[GIVEN DATA — start]

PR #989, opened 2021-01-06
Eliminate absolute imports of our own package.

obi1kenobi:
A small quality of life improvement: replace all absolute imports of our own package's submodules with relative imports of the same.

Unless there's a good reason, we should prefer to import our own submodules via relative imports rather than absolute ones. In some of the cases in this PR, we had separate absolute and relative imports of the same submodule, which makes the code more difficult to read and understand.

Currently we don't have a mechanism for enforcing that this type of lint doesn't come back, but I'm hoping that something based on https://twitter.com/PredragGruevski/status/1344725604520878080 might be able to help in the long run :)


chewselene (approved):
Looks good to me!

[GIVEN DATA — finish]
[GIVEN DATA — start]

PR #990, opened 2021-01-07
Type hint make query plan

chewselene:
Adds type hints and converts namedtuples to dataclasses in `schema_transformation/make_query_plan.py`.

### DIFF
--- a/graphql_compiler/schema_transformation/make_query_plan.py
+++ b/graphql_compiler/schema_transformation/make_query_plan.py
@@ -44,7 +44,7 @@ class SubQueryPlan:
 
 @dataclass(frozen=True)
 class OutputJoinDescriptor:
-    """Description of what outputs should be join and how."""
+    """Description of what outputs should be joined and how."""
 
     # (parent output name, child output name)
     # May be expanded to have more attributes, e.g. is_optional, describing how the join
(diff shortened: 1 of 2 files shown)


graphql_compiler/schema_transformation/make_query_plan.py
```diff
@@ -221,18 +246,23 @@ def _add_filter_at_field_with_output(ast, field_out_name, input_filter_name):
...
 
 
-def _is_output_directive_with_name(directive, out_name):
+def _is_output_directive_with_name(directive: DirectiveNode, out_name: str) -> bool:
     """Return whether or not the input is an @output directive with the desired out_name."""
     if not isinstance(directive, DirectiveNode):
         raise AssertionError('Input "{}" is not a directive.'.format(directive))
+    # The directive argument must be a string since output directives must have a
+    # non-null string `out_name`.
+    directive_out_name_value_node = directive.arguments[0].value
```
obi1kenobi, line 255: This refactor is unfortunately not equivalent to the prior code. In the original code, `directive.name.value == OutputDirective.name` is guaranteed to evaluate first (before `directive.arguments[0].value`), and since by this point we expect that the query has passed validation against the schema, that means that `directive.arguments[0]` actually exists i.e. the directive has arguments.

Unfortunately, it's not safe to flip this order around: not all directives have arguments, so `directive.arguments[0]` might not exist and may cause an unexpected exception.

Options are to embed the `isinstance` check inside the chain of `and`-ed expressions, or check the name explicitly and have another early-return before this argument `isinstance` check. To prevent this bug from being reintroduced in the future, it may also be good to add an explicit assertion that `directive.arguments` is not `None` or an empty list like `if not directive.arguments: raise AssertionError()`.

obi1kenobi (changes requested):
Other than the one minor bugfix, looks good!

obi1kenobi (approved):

[GIVEN DATA — finish]
[GIVEN DATA — start]

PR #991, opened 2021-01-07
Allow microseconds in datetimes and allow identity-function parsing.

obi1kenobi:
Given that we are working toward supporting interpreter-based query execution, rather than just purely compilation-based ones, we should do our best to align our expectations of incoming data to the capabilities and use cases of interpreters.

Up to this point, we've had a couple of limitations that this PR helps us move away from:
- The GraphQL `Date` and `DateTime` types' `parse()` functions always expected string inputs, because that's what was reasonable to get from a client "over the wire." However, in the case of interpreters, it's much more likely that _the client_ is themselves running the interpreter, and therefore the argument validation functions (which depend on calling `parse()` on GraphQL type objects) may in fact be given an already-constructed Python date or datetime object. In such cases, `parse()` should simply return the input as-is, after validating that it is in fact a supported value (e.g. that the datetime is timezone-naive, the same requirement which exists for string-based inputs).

[GIVEN DATA — finish]

▶ **ACTION ITEM**
Could you transcribe the entries above word for word, from the line with "PR #989, opened 2021-01-06" down to the line with "Looks good to me!", keeping both?

▶ **ANSWER**
PR #989, opened 2021-01-06
Eliminate absolute imports of our own package.

obi1kenobi:
A small quality of life improvement: replace all absolute imports of our own package's submodules with relative imports of the same.

Unless there's a good reason, we should prefer to import our own submodules via relative imports rather than absolute ones. In some of the cases in this PR, we had separate absolute and relative imports of the same submodule, which makes the code more difficult to read and understand.

Currently we don't have a mechanism for enforcing that this type of lint doesn't come back, but I'm hoping that something based on https://twitter.com/PredragGruevski/status/1344725604520878080 might be able to help in the long run :)


chewselene (approved):
Looks good to me!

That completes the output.